Case Study- Bringing a franchise idea to life through franchise incubation
A new client came to us with an idea to franchise their booming youth based personal training business. The client had been operating for a number of years and had expanded into several locations within the city, and had reached the point where they realised that the only way to expand further was to commence franchising the concept. The client had little idea of how franchising operated, and the business wasn’t properly set up to commence franchising. However, the idea was brilliant, and the runs were on the board in terms of the existing business.
Successful business people with proven business concepts often look to franchising as the next step in expansion. Similarly, those with just a simple idea and no track history quickly think that franchising will bring rivers of gold. In both cases, the prospective franchisor is ill equipped to commence franchising without some initial work. In our client’s case, she was a sole trader who had commenced the business as a side gig, but the success of the concept had occupied her full time. A nice problem to have, however the structure as a sole trader was unsuitable moving forward. Similarly, the client had a few processes in place, but was a long way from producing an operations manual capable of replication to prospective franchisees. She knew ‘how’ to run the business, but all that knowledge was in her head. Other matters such as trademarking the name and logo also needed addressing.
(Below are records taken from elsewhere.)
PR #1313, opened 2025-05-13
Completes our navigation story

rjrjr:
#### Optimize central `unwrap` implementations.

The default implementation of `Unwrappable.unwrap` creates a `Sequence` that is almost never necessary (but it is at least fail-safe so I think we should keep it). Here we provide improved implementations for `Wrapper` and `BackStackScreen`.

#### Introduces NavigationMonitor

Takes advantage of `unwrap()` and `Compatible.keyFor()` to provide navigation logging by reporting the top (read: last-most inner-most) sub-rendering, which conventionally is the one that is visible and accessible to the user. Reports each time the `Compatible.keyFor` the top is unequal to the previous one, which conventionally indicates that a new view object will replace the previous one.

### DIFF
--- a/workflow-ui/core-common/src/main/java/com/squareup/workflow1/ui/navigation/NavigationMonitor.kt
+++ b/workflow-ui/core-common/src/main/java/com/squareup/workflow1/ui/navigation/NavigationMonitor.kt
@@ -1,0 +1,52 @@
+package com.squareup.workflow1.ui.navigation
+
+import com.squareup.workflow1.ui.Compatible
+import com.squareup.workflow1.ui.unwrap
+import kotlinx.coroutines.flow.Flow
+import kotlinx.coroutines.flow.onEach
+
+/**
+ * Reports navigation across a series of calls to [update], probably made
+ * for each rendering posted by
+ * [renderWorkflowIn][com.squareup.workflow1.renderWorkflowIn].
+ *
+ * Takes advantage of [unwrap()] and [Compatible.keyFor] to provide navigation
+ * logging by reporting the top (read: last-most, inner-most) sub-rendering,
+ * which conventionally is the one that is visible and accessible to the user.
+ *
+ * Reports each time the [Compatible.keyFor] the top is unequal to the previous one,
+ * which conventionally indicates that a new view object will replace the previous one.
+ */
+public class NavigationMonitor(
+  skipFirstScreen: Boolean = false,
+  private val onNavigate: (Any) -> Unit = { println(it) }
+) {
+  @Volatile
+  private var lastKey: String? = if (skipFirstScreen) null else ""
+
+  /**
+   * Uses [unwrap] to find the topmost element of [rendering] and
+   * reports it with [onNavigate] if [Compatible.keyFor] reveals that
+   * it is of a different kind from the previous top.
+   */
+  public fun update(rendering: Any) {
+    val unwrapped = rendering.unwrap()
+
+    Compatible.keyFor(unwrapped).takeIf { it != lastKey }?.let { newKey ->
+      if (lastKey != null) onNavigate(unwrapped)
+      lastKey = newKey
+    }
+  }
+}
+
+/**
+ * Creates a [NavigationMonitor] and [updates it][NavigationMonitor.update]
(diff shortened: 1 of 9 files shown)


workflow-ui/core-common/src/main/java/com/squareup/workflow1/ui/navigation/NavigationMonitor.kt
```diff
@@ -0,0 +1,51 @@
...
+ * which conventionally is the one that is visible and accessible to the user.
+ *
+ * Reports each time the `Compatible.keyFor` the top is unequal to the previous one,
+ * which conventionally indicates that a new view object will replace the previous one.
+ */
+public class NavigationMonitor(
+  skipFirstScreen: Boolean = false,
+  private val onNavigate: (Any) -> Unit = { println(it) }
+) {
+  private var lastKey: String? = if (skipFirstScreen) null else ""
```
rjrjr, line 24: @pyricau @steve-the-edwards We have only ever used our flavor of this on the main thread with the Main.Immediate dispatcher, so this simple implementation has been just fine. Should we stick with what we know? Should this field be marked `@Volatile`?

rjrjr: My gut is to leave it this way. It's such a trivial class that anyone doing something more interesting and finding flaws could so easily fork it.

Should I put something in the kdoc warning of its limitations?

pyricau: Enforce that it's single threaded.

rjrjr: I think that's the sanity check I was hoping for, "`@Volatile` is just fine."

workflow-ui/core-common/src/main/java/com/squareup/workflow1/ui/navigation/NavigationMonitor.kt
```diff
@@ -0,0 +1,52 @@
...
+   * Uses [unwrap] to find the topmost element of [rendering] and
+   * reports it with [onNavigate] if [Compatible.keyFor] reveals that
+   * it is of a different kind from the previous top.
+   */
+  public fun update(rendering: Any) {
+    val unwrapped = rendering.unwrap()
+
+    Compatible.keyFor(unwrapped).takeIf { it != lastKey }?.let { newKey ->
+      if (lastKey != null) onNavigate(unwrapped)
+      lastKey = newKey
```
rjrjr, line 37: @steve-the-edwards this is the order of these operations in house. Wondering if I should assign `lastKey` before calling `onNavigate`:

```kotlin
lastKey.let { lastKeyOrNull ->
  lastKey = newKey
  if (lastKeyOrNull != null) onNavigate(unwrapped)
}
```

Only rationale is to better handle any terrible choices a dev makes that leads a workflow update as a side effect of `onNavigate()`, so that a recursive call won't have its `lastKey` value stomped.

On the one hand, why even pretend to support that. On the other hand, it'll be maddening to track down if it happens.

rjrjr: @pyricau WDYT?

pyricau: I don't think you should aim to recover right if a dev triggers a workflow update as a side effect of `onNavigate()`. That just seems wrong?

So, two options:
- A) Don't care, if it happens all bets are off
- B) Make sure it can't happen: enforce single threadness, set a boolean field while calling onNavigate to throw if we reenter.

pyricau (approved):

workflow-ui/core-common/src/main/java/com/squareup/workflow1/ui/navigation/NavigationMonitor.kt
rjrjr: I'm going to err on the side of under- rather than over-engineering.

PR #1322, opened 2025-05-22
Create module for a new Workflow Trace Viewer app

wardellbagby:
- Creates a new module that when ran, runs a Compose for Desktop app. The plan is for that module to host a new desktop app for viewing Workflow traces.


wardellbagby:
Bah, I broke Kotlin. Gimmie a bit here.

workflow-trace-viewer/build.gradle.kts
```diff
@@ -0,0 +1,50 @@
...
+    jvmMain {
+      dependencies {
+        implementation(compose.runtime)
+        implementation(compose.foundation)
+        implementation(compose.material)
+        implementation(compose.ui)
+        implementation(compose.components.resources)
+        implementation(compose.components.uiToolingPreview)
+        implementation(libs.androidx.lifecycle.viewmodel.core)
+        implementation(libs.androidx.lifecycle.compose)
```
steve-the-edwards, line 22: I think a lot of these are forward looking what might be useful, right? But will these `androidx` ones be usable?

steve-the-edwards (approved):

workflow-trace-viewer/build.gradle.kts
wardellbagby: Yeah, they're KMP now and are expected to used with Compose for Desktop.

We advised the client to commence our franchise incubation process, whereby we provide the client with a (long) list of ‘to-do’ items while we take care of matters such as company registrations and trademarking. Acting more like a business coach than a lawyer, we consult and mentor the client through the process to keep them motivated and on track with the project plan. With this particular project, the central task was the completion of the operations manual, which she did ahead of schedule. We then advised on the development of a franchise marketing plan and recruitment policy (including creating a franchisee ‘avatar’, specifying the qualities and experience required in a franchisee, which then informs the franchise recruitment process). We also benchmarked the concept against similar franchise systems and established a cost of the franchise, along with all the financial forecasts and details required for a Franchise Code compliant franchise disclosure document. At the end of the franchise incubation process, the client had fully formed processes and procedures and we were able to complete the template franchise agreement and disclosure document (and associated documents) quickly and efficiently, ready for the client to go to market. Needless to say, the franchise boomed and its success was identified by a key player in the fitness industry who acquired the system from our client. We were lucky enough to be engaged also by the purchaser, who expanded the system into all Australian States, and into several overseas countries. The franchise brand is now an international leader in the field.
- A good idea is a good idea, a great idea is a good idea well supported – Our client had a booming business, and we knew pretty quickly that they had the motivation and qualities to successfully start franchising. And by participating in our franchise incubation process they had everything they need to succeed out of the gate.
- Incubation is crucial – While our client was successful, this is not always the case. While we have had many success stories, we have had a number who have decided during the incubation process that franchising might not be for them. We don’t consider these to be ‘failures’, but also ‘successes’ as the ultimate success of a franchise brand depends almost as much on the owners and managers as it does the concept itself. Those who pulled out of the incubation process gave it a shot, and it wasn’t for them. They are lucky in that the expenditure required to participate in the incubation process is relatively small when compared to the cost of going straight to documentation only for it to sit on the shelf as a stagnant franchise system.
- Always look at the exit strategy – When we were engaged by the client, she was a sole trader and had no intention of ever selling the business. When we advised her about the benefits of incorporating a separate company to act as franchisor, one of the benefits we advised her on was the relative ease of that type of structure to sell if and when an opportunity arise. At the time, that was well down the list of her priorities, but she took the advice anyway and we incorporated a franchisor entity. Part of the attraction of the eventual purchaser of the franchise network was the fact that it was operated as a company, and had a totally separate set of accounts and assets (including the franchise agreements that had been put in place). The sale was straightforward. The point is that regardless of the intention at the outset, one eye should always be kept on the exit strategy. This applies not only to franchises, but to businesses in general. When we conduct our ‘business audits’, an issue we often identify is issues with the business structure in place. Businesses of all types to take the time to look objectively look at their business through the eyes of a prospective purchaser. Are all supply arrangements documented? Are the staff on proper employment agreements? Are things like trademark registrations in place? All these things are relatively simple, but are incredibly important to prospective purchasers. If you were buying a house and discovered that it had a relatively minor, but obvious, plumbing issue would you would probably suspect that if the owner can’t be bothered doing the simple things to fix the property, that more significant issues exist. It’s the same with business. If a purchaser sees that the basics aren’t done, they will doubt assurances about more substantial issues.